Method identifies mutations that drive genetic diseases
January 19, 2012 By Krishna Ramanujan
Robotic machinery, such as this Tecan Freedom Evo, are necessary for biomedical systems studies carried out by Haiyuan Yu's. From left, Xiujuan Wang, Xiaomu Wei, Haiyuan Yu, and Jishnu Das.
(PhysOrg.com) -- For the first time, a new computational method allows researchers to identify which specific molecular mechanisms are altered by genetic mutations in proteins that lead to disease. And they can apply this method to any genetic disease.
Why is this important? Although researchers have produced long lists of disease-associated genes and their mutations, they have little information that links genes and mutations to how they affect the functions of proteins those genes express. Specific areas on the surfaces of proteins interact with other proteins, and when such interfacing areas mutate, it could disrupt those protein-protein interactions and lead to disease, according to the study published in the journal Nature Biotechnology.
The goal is to find the mutations that drive such diseases as cancer and other complex genetic diseases, said Haiyuan Yu, an assistant professor in the Department of Biological Statistics and Computational Biology and the Weill Institute for Cell and Molecular Biology and the paper's senior author. Xiujuan Wang, a postdoctoral researcher in Yu's lab, is the paper's lead author.

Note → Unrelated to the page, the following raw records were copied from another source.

PR #6977, opened 2023-04-25
docs: clarify backends that use --no-update-modtime flag

joshtrichards:

The --no-update-modtime flag is supported by a only a couple of backends, even though many of the backends support modtime writing. Since the flag gets silently ignored, which ones support it should be made clear to users.

No

#### Checklist

### DIFF
--- a/docs/content/docs.md
+++ b/docs/content/docs.md
@@ -1576,6 +1576,11 @@ files if they are incorrect as it would normally.
 This can be used if the remote is being synced with another tool also
 (e.g. the Google Drive client).
 
+Currently only implemented for Openstack Swift, Oracle Object Storage,
+Amazon S3, and Microsoft Azure Blob Storage. If specified with other
+backends - even those that [support ModTime](/overview/) -
+the flag is silently ignored.
+
 ### --order-by string ###
 
 The `--order-by` flag controls the order in which files in the backlog


joshtrichards:
I went to use it during some WebDAV testing and then got to poking around.

Unless I'm mistaken, `UseServerModTime` is *only* checked for in the four backends mentioned in this PR in functions like `ModTime()` and `setMetadata()` (mostly the former).

Specifically 

- s3: https://github.com/rclone/rclone/blob/c4a9e480c9b41aa004a33471d2eb1112f8f6a846/backend/s3/s3.go#L4868
- azure: https://github.com/rclone/rclone/blob/c4a9e480c9b41aa004a33471d2eb1112f8f6a846/backend/azureblob/azureblob.go#L1566
- https://github.com/rclone/rclone/blob/c4a9e480c9b41aa004a33471d2eb1112f8f6a846/backend/swift/swift.go#L1226
- https://github.com/rclone/rclone/blob/c4a9e480c9b41aa004a33471d2eb1112f8f6a846/backend/oracleobjectstorage/object.go#L275

Other backends don't even look for the parameter and it's not handled anywhere outside the backends as far as I can tell. :-)

ncw:
You've patched the docs for `--no-update-modtime` as per the title of this PR, but I think you meant to patch the docs for `--use-server-modtime`?

ncw:
I patched the correct bit of docs here with updated info: 9f9569ad6fb8efec0787f179ceea2637b14f7e47

Thank you

PR #6988, opened 2023-05-04
sia: switch to renterd

redsolver:

The current Sia integration in rclone uses the **siad** API (https://github.com/SiaFoundation/siad).

The Sia Foundation is working on a new next-generation Sia renter called **renterd** (https://github.com/SiaFoundation/renterd). This PR changes the Sia backend to support the new renterd API. 

Changing the implementation would break existing rclone setups still using siad, so it might make sense to instead create a new backend or add a migration process. I'm open for suggestions.

No.

#### Checklist

### DIFF
--- a/backend/sia/api/types.go
+++ b/backend/sia/api/types.go
@@ -1,23 +1,13 @@
 // Package api provides types used by the Sia API.
 package api
 
-import (
-	"strings"
-	"time"
-)
+import "strings"
 
-// DirectoriesResponse is the response for https://sia.tech/docs/#renter-dir-siapath-get
-type DirectoriesResponse struct {
-	Directories []DirectoryInfo `json:"directories"`
-	Files       []FileInfo      `json:"files"`
+type FileInfo struct {
+	Name string `json:"name"`
+	Size uint64 `json:"size"`
 }
 
-// FilesResponse is the response for https://sia.tech/docs/#renter-files-get
-type FilesResponse struct {
-	Files []FileInfo `json:"files"`
-}
-
-// FileResponse is the response for https://sia.tech/docs/#renter-file-siapath-get
 type ObjectResponse struct {
 	Object ObjectInfo `json:"object"`
 }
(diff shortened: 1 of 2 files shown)


ncw:
> The current Sia integration in rclone uses the **siad** API (https://github.com/SiaFoundation/siad).
> 
> The Sia Foundation is working on a new next-generation Sia renter called **renterd** (https://github.com/SiaFoundation/renterd). This PR changes the Sia backend to support the new renterd API.
> 
> Changing the implementation would break existing rclone setups still using siad, so it might make sense to instead create a new backend or add a migration process. I'm open for suggestions.

What is the status of siad vs renterd? If rclone switched from one to the other what would users need to do?

At the very minimum we'd want to have a migration process documented.

I read on the renterd page

> All of the key low-level APIs have been implemented and are ready for use. However, renterd currently does not ship with a UI or autopilot functionality, and it lacks backwards-compatibility with siad renter metadata. This means that, while renterd is already capable of serving as the backbone for new Sia applications, most users should continue to use siad.

That doesn't inspire confidence! Also I didn't really understand the downsides - can you elaborate?

Creating a new backend might be a good idea - not sure - it depends on the answers to the above! If we did create a new backend how long would we need to keep the old one around for?

redsolver:
It will still take some months until `renterd` reaches a stable release and some users are still using the old `siad` with rclone. But all new projects are building on top of `renterd` and many in the Sia community would like to use rclone with the new `renterd` now. After the first stable `renterd` release, I expect almost all users to migrate away from `siad` because it brings major improvement in almost all areas.

So maybe the best solution would be to introduce this PR as a new `renterd` storage backend and change the name to `sia` later (including removing the old implementation) in a year or so when we're sure nobody is using `siad` with rclone anymore.

multikatt:
Just wanted to mention I've been using your fork for around a month now, @redsolver, and it's working really great. The only real hassle I had was with renaming/moving files and not being able to remove folders. I've got a fork of your fork here [multikatt/rclone/tree/sia ](https://github.com/multikatt/rclone/tree/sia) where i've tried to solve that using the new rename endpoint.

redsolver:
@multikatt cool, could you create a PR with your fixes on my forked repo?

spartanz51:
I think we will always have this middle ground in the medium term, from experience. Since we need to remain compatible with the current Sia daemon, not everyone will migrate. 
Additionally, we need to be compatible with the new daemon and the new projects built on top of it, like you said. 

Therefore, the only solution is to create a new entry for Sia with the client 'renterd,' so that we have two entries: 'Siad' and 'Sia' (renterd)

So, I have committed 'Siad' under the 'siad' module, in your fork, and the default 'Sia' should be 'renterd.'
https://github.com/redsolver/rclone/pull/2

@redsolver Can you please review and merge my pull request into this one, along with the modifications made by @multikatt ? https://github.com/redsolver/rclone/pull/1

Thanks!

ChrisSchinnerl:
FYI we have rolled out S3 support in `renterd` a few days ago. It doesn't have support for authentication through v4 sigs yet but that's just around the corner. 
Meaning we don't really need to maintain this integration here and could instead update the docs with instructions on how to use rclone's S3 integration with Sia through `renterd`.
Of course we could also support the native integration if you think that is preferable.

ncw:
As I said above, I'm happy to merge this if the sia experts agree it is a good idea. I know nothing about sia so I'm not in a fit state to judge.

However if it isn't backwards compatible we need a documented migration path and the backend should produce an ERROR when run with a link to the migration procedure in the docs.

I'd probably prefer that, than having two backends to maintain!

redsolver:
thanks for the PRs @spartanz51 , I merged the first one. for the second one, I think it makes more sense to keep the old implementation in the "sia" namespace (so existing configurations continue working) and rename the new one to be 
"renterd"

n8maninger:
A much-needed update. Sia now supports S3 natively. Going forward, that's our recommended method for using `rclone`. We'll likely want to mark the Sia gateway as deprecated. We'll add migration info to the docs as well.

Issue #3147, opened 2019-04-29
Extend rclone serve webdav to support the owncloud extensions for modtime and checksums


jcasale:
#### What is your current rclone version (output from `rclone version`)?
1.47

#### What problem are you are trying to solve?
The native webdav implementation does not support modtime and checksums when synchronizing. As a result, the reliability of the transfer is compromised. The issue is highly visible when syncing git repos, after the initial transfer, all subsequent syncs are invalid.

#### How do you think rclone should be changed to solve that?
Extend `rclone serve webdav` to support the owncloud extensions for modtime and checksums.

ncw:
This should be relatively straight forward to implement the owncloud extensions.

The first is the modtime for the uploaded file is delivered in a header like this

```
	if f.useOCMtime {
		opts.ExtraHeaders["X-OC-Mtime"] = fmt.Sprintf("%f", float64(src.ModTime().UnixNano())/1E9)
	}
```

And the second is to return the checksum of the file in some extra properties the `oc:checksums` here.  This should be possible too - the webdav server library is capable of adding custom properties.

```xml
<d:propfind  xmlns:d="DAV:" xmlns:oc="http://owncloud.org/ns" xmlns:nc="http://nextcloud.org/ns">
 <d:prop>
  <d:displayname />
  <d:getlastmodified />
  <d:getcontentlength />
  <d:resourcetype />
  <d:getcontenttype />
  <oc:checksums />
 </d:prop>
</d:propfind>
```

gary-kim:
I'm working on the FTPS support right now but if noone's taken this by the time that gets merged, I'll also have a go at this.

ncw:
> I'm working on the FTPS support right now but if noone's taken this by the time that gets merged, I'll also have a go at this.

That would be super :-)  Let me know if you need any help.  I'm not 100% sure how easy or not it will be.

gary-kim:
Also, I noticed while looking at this, is go1.8 support being officially dropped? If so, we can change the `"context"` imports.

ncw:
> Also, I noticed while looking at this, is go1.8 support being officially dropped? If so, we can change the `"context"` imports.

Looks like I missed some things when deprecating go1.8! I'll patch these shortly as there are quite a few more than just `serve/webdav`!

ncw:
This has been implemented already so I'll close this issue.

ncw:
[...]

PR #6990, opened 2023-05-05
implement owncloud checksum and modtime extensions for webdav server

WeidiDeng:

Implement owncloud extensions for webdav server

[3147](https://github.com/rclone/rclone/issues/3147)

#### Checklist

### DIFF
--- a/cmd/serve/webdav/webdav_test.go
+++ b/cmd/serve/webdav/webdav_test.go
@@ -65,7 +65,7 @@ func TestWebDav(t *testing.T) {
 		// Config for the backend we'll use to connect to the server
 		config := configmap.Simple{
 			"type":   "webdav",
-			"vendor": "other",
+			"vendor": "owncloud",
 			"url":    w.Server.URLs()[0],
 			"user":   testUser,
 			"pass":   obscure.MustObscure(testPass),


ncw (commented):
This code looks great!

My only questions are  about the testing.

This is tested by looping back the webdav backend and running the webdav backend tests on the webdav server.

However the backend created in the tests won't be expecting modtimes or hashes to work so it won't test them.

So I think we need to adjust the backend so it knows an rclone webdav server has hashes and modtimes. So maybe we need an `rclone` provider there which sets the correct quirks to enable hashes and modtimes?

This will be backwards compatible since we don't have an Rclone provider already.

Thoughts?

WeidiDeng:
When I worked on the fix for the vfs cache, I think that test is using local file system. I tested this patch locally using local as backend. I'll see what can be done.

WeidiDeng:
How do I write tests for this? I can't find how to test checksum and modtime. `TestWebDav` only contains how to create a backend webdav server, not specifying the features that should be tested.

ncw:
You'll need to add an rclone provider to the WebDAV backend which sets the correct quirks to use modtime and checksums.

Then change the test to add the provider string.

The tests will then test the modtime and checksums.

WeidiDeng:
image

Isn't this creating a webdav backend? Where should I put the test code?

ncw (approved):
Code looks good, test looks good - let's merge :-)

Thank you

Jwink3101:
I hope it is okay to say this here, but I am really grateful for this feature! When communicating rclone-to-rclone, SFTP is just way too slow so I have to choose between WebDAV speed or ModTime support. Now, once 1.63 is released, this will greatly improve my options!

PR #8643, opened 2025-06-26
fs: add remote path to object fingerprint

theVerySharpFlat:
follow up to #8641, adds remote path to fingerprints in order to distinguish from other similar files, especially when hashes aren't available.

#### Checklist


theVerySharpFlat:
This is probably a bandaid for a larger problem. In reality, we should somehow atomically check if a file exists *and* create it if it doesn't exist and fail if it does (and reroll the name deterministically, perhaps), both as a single atomic operation. IIRC, there's a metadata lock in the local backend that we could use, but this is more of a backend-agnostic problem

PR #8648, opened 2025-06-28
march: fix deadlock in --no-traverse when all transfers skipped using sequence numbering

jeremy:

When every source object already exists at the destination and --no-traverse is set, march deadlocked after 100 entries because dstChan lagged srcChan. Buffer all sources and destinations, then replay them through balanced channels. Introduced in v1.70.0 with callback-based syncing.

See #8647 for the revert-to-old-behavior fix and repro script. This PR attempts a fix that retains streaming behavior.

* Replaces slice-accumulating sorter with O(checkers) streaming
* Each incoming src entry gets a monotonic sequence number; a map buffers out-of-order destination HEAD results so dstChan is replayed in sequence order
* Directories get a zero-cost placeholder to guarantee 1:1 src/dst event flow without blocking

Using repro script from #8647:
```bash
Using rclone: ./rclone
Version: rclone v1.71.0-DEV

Creating 200 test files...
Initial copy to destination...
Testing --no-traverse with all files existing (10s timeout)...
Checks:               200 / 200, 100%, Listed 200
Elapsed time:         0.0s

✅ PASS: Command completed successfully
```

* https://github.com/rclone/rclone/pull/8647
* https://forum.rclone.org/t/1-70-1-appears-to-hang-when-using-files-from-rclone-ls-no-traverse-and-ignore-existing/51720
* https://forum.rclone.org/t/deadlock-when-using-no-traverse-max-duration-and-files-from-with-many-files-100/51650

#### Checklist

### DIFF
--- a/fs/march/march.go
+++ b/fs/march/march.go
@@ -420,39 +420,119 @@ func (m *March) processJob(job listDirJob) ([]listDirJob, error) {
 	// for each item in the srcList to head dst object
 	if m.NoTraverse && !m.NoCheckDest {
 		originalSrcChan := srcChan
-		srcChan = make(chan fs.DirEntry, 100)
-		ls, err := list.NewSorter(m.Ctx, m.Fdst, list.SortToChan(dstChan), m.dstKey)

The method incorporates massive databases of more than 50,000 protein structures, thousands of protein-protein interactions and 3,949 disease genes associated with 3,453 diseases.
The computational analysis of disease-associated genes and their mutations reveals in 3-D the locations of changes on proteins based on those mutations and genes. Though the results are computational and based on probabilities, the researchers conducted physical experiments in a few cases that completely verified the computational analysis.
The problem, Yu said, is that there may be many mutations identified for each disease gene or for each disease by current large-scale genome sequencing projects and genomewide association studies. "If the mutations are enriched on a protein's interaction interface [areas where proteins interact with other proteins], then they are more likely to be a driver of disease," Yu said. By combining known knowledge of genes, mutations and protein structures, "it's a very nice method to determine driver mutations, and allows us to say, we should focus on these mutations and not on those."
For example, in an analysis of colorectal cancer, Yu and colleagues found that out of nine genetic mutations that affect two proteins involved in DNA repair, three of those mutations showed up on the interface areas of the two proteins. "If they are on the interface, they are more likely to be drivers of disease," Yu said. "Then we did experiments that completely verified the computational analysis," he added.
The method can be applied to any disease, mutation and protein, he said.
Co-authors include researchers at Weill Cornell Medical College in New York City and Maastricht University in the Netherlands.
The study was funded by a startup fund from Cornell to Yu and National Institutes of Health grants awarded to Weill Cornell Medical College.